How to tune dense layer for ARM CPU with AutoTVM?

tigertang · February 25, 2023, 10:41am

I would like to deploy transformer models to ARM CPU with AutoTVM. As we all know, transformer models consist of dense and matmul layers. If the sequence length is small, then dense layers will cost much latency. But I found that the dense layers are not optimized for ARM CPU with AutoTVM. The performance will be hurt a lot if dense layers are not optimized. Is there a workaround (except using AutoScheduler)?

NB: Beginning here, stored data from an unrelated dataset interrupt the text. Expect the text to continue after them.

PR #239, opened 2017-06-21
Refactor mixins for less code.

jbucaran:
Made it a bit less code.

@jamen Can you double check this still makes sense?

### DIFF
--- a/package.json
+++ b/package.json
@@ -1,7 +1,7 @@
 {
   "name": "hyperapp",
   "description": "1kb JavaScript library for building frontend applications.",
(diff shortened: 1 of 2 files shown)


package.json
```diff
@@ -1,7 +1,7 @@
 {
   "name": "hyperapp",
   "description": "1kb JavaScript library for building frontend applications.",
-  "version": "0.9.2",
+  "version": "0.9.3",
```
jbucaran: Whoops. My origin points to my fork of hyperapp so the last release actually updated my fork instead. 🙇

Issue #90, opened 2017-02-15
Should we care about requestAnimationFrame?


jbucaran:
The [initial commit](https://github.com/hyperapp/hyperapp/blob/b5cc01f06b5e62d1ad1a78b7d9b073369ce5dd05/index.js#L24) of hyperapp demonstrates how to use [requestAnimationFrame](https://developer.mozilla.org/en-US/docs/Web/API/window/requestAnimationFrame to batch view renderings, largely based in [Raynos/main-loop](https://github.com/Raynos/main-loop).

At the time, I was using Matt-Esch/virtual-dom, but when I moved to Snabbdom I dropped this in favor of whatever Snabbdom was doing. Now that we're using a in-house vdom algorithm, it is worth considering using requestAnimationFrame again.

Ideally this would come after https://github.com/hyperapp/hyperapp/issues/75.

dodekeract:
I think it's a good idea. Depending on the effects used the state might be updated more than 60 times per second, which would probably lead to high CPU usage, etc.

E.g. I planned to use hyperapp when re-writing @smartflat. It'd easily be possible to get more than 60 sensor updates per second in that particular project.

terkelg:
Always nice with performance optimisations and I think no matter what we should provide examples on how to do this in the documentation.

Personally I'd prefer not to have it included, because I often work on projects that involve a lot of canvas, WebGL, tweening etc. and to avoid multiple `requestAnimationFrame` all over the place I just have a single main loop, which all other code subscribe to.

That being said, I guess it's in most peoples interest to have stuff like this included out of the box and it's what most virtual dom implementations do. It could be fun to do some performance testing, and see how much it actually does for the performance.

*@dodekeract @smartflat looks really interesting! Nice one.*

jbucaran:
> It could be fun to do some performance testing, and see how much it actually does for the performance.

This. I haven't had time to work on new benchmarks since http://mathieuancelin.github.io/js-repaint-perfs/hyperapp/, but I also want to see how much it would mean for performance.

jbucaran:
Example: 
* http://codepen.io/anon/pen/GWKONK?editors=0010

/cc @tzellman

jbucaran:
Close in favor of #286.

PR #243, opened 2017-06-23
Return the state fragment to the caller if the action is a reducer.

### LINKED ISSUE #242: Access current state in onremove?
For the transitions solution I've got to work in hyperapp-apps, there needs to be a way to access the state of the app when onremove lifecycle methods are *called*.  Not the state that was when they were bound.

The onremove handler can call actions. Actions will have access to the state as it is at the time they are called. But you can't get anything out of them.

There are three solutions I can see:

A) Either the signature for on remove handlers is augmented to look like: `... onremove={(el, doRemove, state) => {...}}`

or B) We can add the concept of getters alongside actions. Getters would work just like actions, except that what they return goes back out to the caller, instead of modifying the state

or C) Along the lines of what @dodekeract has suggested before: We change the behavior of actions to return whatever they return without modifying the state, and give them access to a "setState" or whatever function they can use to perform state mutations.

From what I understand, the API is pretty much locked down so I don't have much hope for B or C. A could happen but it's the least elegant / general. It's very specific to my problem.

jbucaran:
Now actions.myAction will return whatever the original myAction function returns. Before, this was only true if myAction returned a Promise.

## Example

```jsx
app({
...
  actions: {
    getState: state => state
  }
...
})
```

Diff: 0 bytes.

Fix #242.

### DIFF
--- a/package.json
+++ b/package.json
@@ -1,7 +1,7 @@
 {
   "name": "hyperapp",
   "description": "1kb JavaScript library for building frontend applications.",
-  "version": "0.9.2",
+  "version": "0.9.3",
   "main": "dist/hyperapp.js",
   "jsnext:main": "src/index.js",
   "module": "src/index.js",
--- a/src/app.js
+++ b/src/app.js
@@ -44,11 +44,11 @@ export default function(app) {
             emit
           )
 
-          if (result == null || typeof result.then === "function") {
-            return result
+          if (result != null && typeof result.then !== "function") {
+            render((state = merge(state, emit("update", result))), view)
           }
 
-          render((state = merge(state, emit("update", result))), view)
+          return result
         }
       } else {
         init(namespace[key] || (namespace[key] = {}), action, name)
--- a/src/app.js
+++ b/src/app.js
@@ -6,12 +6,9 @@ export default function(app) {
   var node
   var element
 
-  for (var i = -1, mixins = app.mixins || []; i < mixins.length; i++) {
+  for (var i = -1, mixins = []; i < mixins.length; i++) {
     var mixin = mixins[i] ? mixins[i](app) : app
-
-    if (mixin.mixins != null && mixin !== app) {
-      mixins = mixins.concat(mixin.mixins)
-    }
+    mixins = mixins.concat(mixin.mixins || [])
 
     if (mixin.state != null) {
       state = merge(state, mixin.state)


jbucaran:
:tada: 💯

dodekeract:
So does this still update the state or did you just implement my suggestion regarding getting rid of the weird return to update functionality?

jbucaran:
@dodekeract This returns the result of an action to the caller, whatever that may be. 

This just helps with @zaceno's use case without breaking the API. 

Maybe @zaceno can explain it better?

zaceno:
@dodekeract: still updates state. I kind of still wish we could have getters, i.e. same as actions but *dont* update state -- just return out whatever the inner function returns from the state. 

... thinking maybe you'd be more ok with the behavior of actions if there were getters to use for when you *don't* want the state to update?

jbucaran:
@zaceno Those are the old effects no? Maybe we can come up with another clever way?

zaceno:
@jbucaran -- that's right! Hadn't thought of it before because I always thought of effects as a way of batching and/or deferring reducers -- not as a way of getting/processing data from the state -- but the old effects could work for that too.

I'm open to thinking about & discussing clever ways to get that behavior back. But to be fair you shouldn't give my opinons on hyperapp's state management too much weight, since I've switched my personal projects from away from hyperapp, to picodom + my home made state management solution (which I'm still very much experimenting with)

Anyhow, here are my thoughts: 

I feel like we've already  "violated" the reducer principle when we allowed actions to return a promise, and in that case *not* update the state. So we could always take that a step further, with other "magical" ways of returning in actions, that don't cause state updates.  Like perhaps if what you returned was an object `{update: false, result: x} then the action would return x without updating state.

I grant you, that's not very pretty. I'd much prefer something along the lines of what @dodekeract already suggested, which is that actions always return with the inner-returned value, and *don't* update state by default. Instead they are passed a `setState` or similar function to be used inside the action, when you actually want to set the state.

jbucaran:
@zaceno Thanks for the feedback! Definitely, something to think about.

dodekeract:
> without breaking the API — @jbucaran

Not true. In complex actions I'm often using `return actions.someOtherAction()` to end the action execution and forward it to a different action.

Now, this would update the state twice which may even lead to race conditions or hard to track down bugs.

jbucaran:
@dodekeract I see what you are saying. I can try to give priority to #90 (leaving #238 for later) and see if that helps, otherwise, we can reverse this.

PR #245, opened 2017-06-25
WIP suggestion for #238

naugtur:
I didn't exactly like where #238 was going with components looking like more hperapp apps with separate state and actions.

I've built something that's similar to how redux-react does single source of truth.
Actions would stay on the main app along with the state they're modifying.

The only issue I think has to be fixed before this is viable is finding a better place to put context in. It has to be rooted in the app, but I didn't find the right place yet. It'd probably eliminate the need to have Provider at all.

You may be confused about why I am not using AutoScheduler. That’s because I add some custom operators in transformer. And my custom operator is ONLY implemented with AutoTVM schedules.

github.com

apache/tvm/blob/main/python/tvm/topi/arm_cpu/dense.py#L24


# KIND, either express or implied.  See the License for the
# specific language governing permissions and limitations
# under the License.
# pylint: disable=invalid-name, unused-variable, no-else-return, unused-argument, import-outside-toplevel
"""Dense schedule for ARM CPU"""


from tvm import autotvm
from .mprofile.dsp.dense import dense_dsp_schedule, dense_dsp_compute




@autotvm.register_topi_compute("dense_dsp.arm_cpu")
def dense_dsp(cfg, data, weight, bias, out_dtype):
    """Compute conv2d_nhwc with v7e-m DSP instructions."""
    return dense_dsp_compute(cfg, data, weight, bias=bias, out_dtype=out_dtype)

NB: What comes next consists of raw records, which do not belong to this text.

Issue #87, opened 2017-02-14
Add typings


jbucaran:
#### Resources
* https://github.com/typings/typings/blob/master/docs/faq.md
* http://stackoverflow.com/questions/12687779/how-do-you-produce-a-d-ts-typings-definition-file-from-an-existing-javascript
* http://stackoverflow.com/questions/34169314/are-typescript-type-definitions-required/34171621#34171621
* https://blog.mariusschulz.com/2014/05/19/using-typescripts-type-definition-files-to-get-tooling-support-for-plain-javascript

rbiggs:
Actually, I've already put some work into creating a TypeScript definition file so I could get intellisence, code completion, refactoring, etc. in IDE's that understand t.ds (TypeScript definition files). But that was for a much earlier version 0.0.8. A lot has changed. 🎢 A TypeScript declaration file is for use with JavaScript. As the user types, he/she gets information about a method's call signature, expected parameters, and the parameter's types. It will also show basically whatever documentation you provide for that in the IDE. It's a very helpful feature when you're not familiar with an API. Once I know an API, I dispense with it. Here's a video about [intellisense](http://code.visualstudio.com/docs/introvideos/intellisense)
That said, it doesn't make sense to deal with typings until you have a fairly stable API. That's why I stopped working on my t.ds. Things were changing to quickly so 🏖
By the way, I've written a number of TypeScript definition files and contributed to definitelytyped.org. I've got about 80,000 lines of TypeScript under my belt. But I'm currently just doing ES6.

jbucaran:
Thanks for the clarification @rbiggs! 👍 

>  I've got about 80,000 lines of TypeScript under my belt. 

Awesome! Please help me create the typings when the API has stabilized. Let's keep this issue open until then.

rbiggs:
No probs. I'd probably just make a fork for that. Hardest part doing the original one was discerning the return types in a few places. Geez, seems that always the hardest part of creating a typings file 🤔

rbiggs:
We'd want to also put together a typings test to run against actual code. You have to use every feature so that the TypeScript compiler and test types in all possible situations. It doesn't usually take that much code to pull that off.

rbiggs:
Just let me know when you feel you have your feature set stable. One thing, the plumbing can change quite a bit without affecting the public type interface, as long as call signatures and return types remain the same. Something to be aware of when you decide when you want to introduce types.

jbucaran:
[...]

PR #253, opened 2017-06-28
Added Flow type annotations

nitin42:
Initially I've added types to `h.js`. I wanted to know about the schema for app which include state, view, events, actions, namespace. Review this and then we can discuss further about adding types to `App.js`

### DIFF
--- a/.flowconfig
+++ b/.flowconfig
@@ -1,0 +1,9 @@
+[ignore]
+.*/node_modules/
+
+[include]
+.*/src/.*
+
+[libs]
+
+[options]
--- a/implementation.md
+++ b/implementation.md
@@ -1,0 +1,164 @@
+# Implementation Notes
+
+HyperApp's design is based on the [Elm Architecture](https://guide.elm-lang.org/architecture/) which enables you to create scalable browser-based applications using a functional paradigm.
+
+The logic of every program using this architecture will break into three parts :
+
+* **Model** - It represents the state of your application
+* **Update** - A way to update your state (actions)
+* **View** - View your state as HTML
+
+This pattern enforces you to write the code which is declarative and pure (immutable).
+
+## Virtual DOM
+HyperApp uses virtual DOM which provides a declarative way of representing the UI of your app. A virtual DOM tree is basically a data structure that consists of nested `vnodes` which describes a DOM tree. Whenever the state of your application changes, a virtual DOM tree is created to update the view. Then it ***diffs*** a `vnode` tree against its previous version and only modifies the DOM where there are changes.
+
+Read more about virtual DOM [here](https://github.com/Matt-Esch/virtual-dom).
+
+
+## Overview
+
+### Creating a `vnode` tree (hyperscript)
+
+#### `h(tag, properties, children)`
+
+`h()` takes a tag, an optional properties objects and an optional array of children or a single child that is a string. If you pass it an array of children, it will have child nodes.
+
+You can pass deeply nested tags and also components like this
+
+```javascript
+const Component = (data, children) => h("div", data, children)
+
+h(Component, { id: "foo" }, [h(Component, { id: "bar" })])
+```
+
+it will then create a `vnode` which consists of a `tag`, `props` and `children`.
+
+If you pass a number as a child, `h()` will parse it to string.
+
+### Creating an element
+
+#### `createElementFrom(node, isSVG)`
+
+It takes a `vnode` object and an optional `isSVG` option if the node is `svg`.
+
+It the type of a node is string, it will create a text node. Example -
+```javascript
+$ createElementFrom('Hello World!')
+'Hello World!'
+```
+
+If you provide a `vnode` object which includes a `tag` like this
+```javascript
+vnode = {
+  tag: 'div',
+  data: { id: 'foo' },
+  children: ["Hello World"]
+}
+```
+
+it would then create an element with that tag. Example -
+```javascript
+$ createElementFrom(h('div', { id: 'foo', style: { color: 'red'} }, ["bar"] ))
+<div id="foo" style="color: red;">bar</div>
+```
+
+More Examples -
+
+**Creating a `svg`**
+
+```javascript
+$ createElementFrom(h('svg', { width: "100", height: "100" }, h('circle', { cx: '50', cy: '50'})))
+
+<svg width="100" height="100">
+ <circle cx="50 cy="50"></circle>
+</svg>
+```
+
+**Lifecycle hook**
+
+In this example, style of an element is updated after it is created and added to DOM.
+
+```javascript
+$ createElementFrom(h('div', { oncreate: (element) => element.style = 'color: blue;' }, ["foo"]))
+
+<div style="color: blue;"></div>
+```
+
+Notice how all the data attributes on an element are appended to it after it is created and added to DOM. Let's take a look at it.
+
+### Setting data attributes on an element
+
+Earlier we created an element provided a `vnode` object with children as an array. Now let's take a look at how to set the data attributes on it.
+
+#### `setElementData(element, name, value, oldValue)`
+
+It takes an element, property name, property value and an option previous value of the property.
+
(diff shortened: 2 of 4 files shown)


Swizz:
Personally I vote in favor of Typescript

jbucaran:
We are going through a similar situation in picodom. Both @ngryman and @pspeter3 made compelling arguments against it and in favor respectively. It's a tough one.

- https://github.com/picodom/picodom/issues/10
- https://github.com/picodom/picodom/issues/7

Swizz:
I tried both, and both are similar but different.

The main purpose is what do you want types for?
* Expose a typed API
* Internal typing for ensure code
* Both

I think Flow is better for the second one, because it is able to catch typing trouble without explicit type. Typescript is just a transpiler without explicit typing.

For the first one, Typescript is better as long as your targeted devs use Typescript otherwise, Flow is better.

I prefer Typescript in everyday use, because Typecript is already an ES6 transpiler where Flow is not.

Both are similar but different; And this is a non-ending debate.
* Typescript is a compiler/transpiler with typing capabilities.
* Flow is only a type checker.

So you will need to ask your contributors or take a personal choice.

jbucaran:
@nitin42 Would you like to tackle #87 too?

nitin42:
Umm.. refer to this article http://thejameskyle.com/adopting-flow-and-typescript.html and I am sure you will come to know about both of them. There was a same discussion earlier with me and an another maintainer of a different library about adopting type system and we decided to use Flow rather than Typescript. The article is not biased but Flow will be much better option.

nitin42:
I will start working on creating the Flow declaration files if we choose Flow. Let me know!

SkaterDad:
For what it's worth, Typescript 2.3+ can type-check javascript files (no transpiling required).   In this way, it can be used similarly to flow, but only using JS-doc style comments.  This seems to be the least intrusive way to introduce type checking in my opinion (minifier already strips comments, so no intermediate JS file has to be created), so maybe it's an option?
https://github.com/Microsoft/TypeScript/wiki/Type-Checking-JavaScript-Files

Swizz:
Another reading : https://github.com/niieani/typescript-vs-flowtype

Another concern could be, can I take benefits of Type with Typescript if Hyperapp use Flow type ? 
Or do I need to write a `.d.ts` too ?

So, could you use Flow for internal type checking usage and provide a `.d.ts` file for the public API ?

jbucaran:
I think we should first do #87. 🤔

Swizz:
@jbucaran `.d.ts` is more than editor stuffs, lot of Typescript developer are one the ways to use the strict mode of typescript, that require library to have a declaration file.
Some of them, are regrouped in a unofficial (I mean not maintained by libraries authors) repo : [DefinitelyTyped/DefinitelyTyped](https://github.com/DefinitelyTyped/DefinitelyTyped)

I  repeat myself, but I think we need to know what is the main purpose of typing : To expose a typed API or for Internal typing to ensure code.

jbucaran:
> I repeat myself, but I think we need to know what is the main purpose of typing: To expose a typed API or for Internal typing to ensure code.

What would be a good compromise in your opinion?

Swizz:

@autotvm.register_topi_schedule("dense_dsp.arm_cpu")
def schedule_dense_dsp(cfg, outs):
    """Create schedule for dense_dsp"""
    return dense_dsp_schedule(cfg, outs)

tigertang · February 25, 2023, 10:44am

Also, I am thinking if it is possible to use AutoScheduler and AutoTVM at the same time. For example, I use AutoTVM to tune some operators but I use AutoScheduler to tune those operators without an implementation.

tigertang · February 26, 2023, 5:01am

I found that the meta schedule satisfies my need to mix auto-scheduler and auto tvm. But there’s no tutorial for it.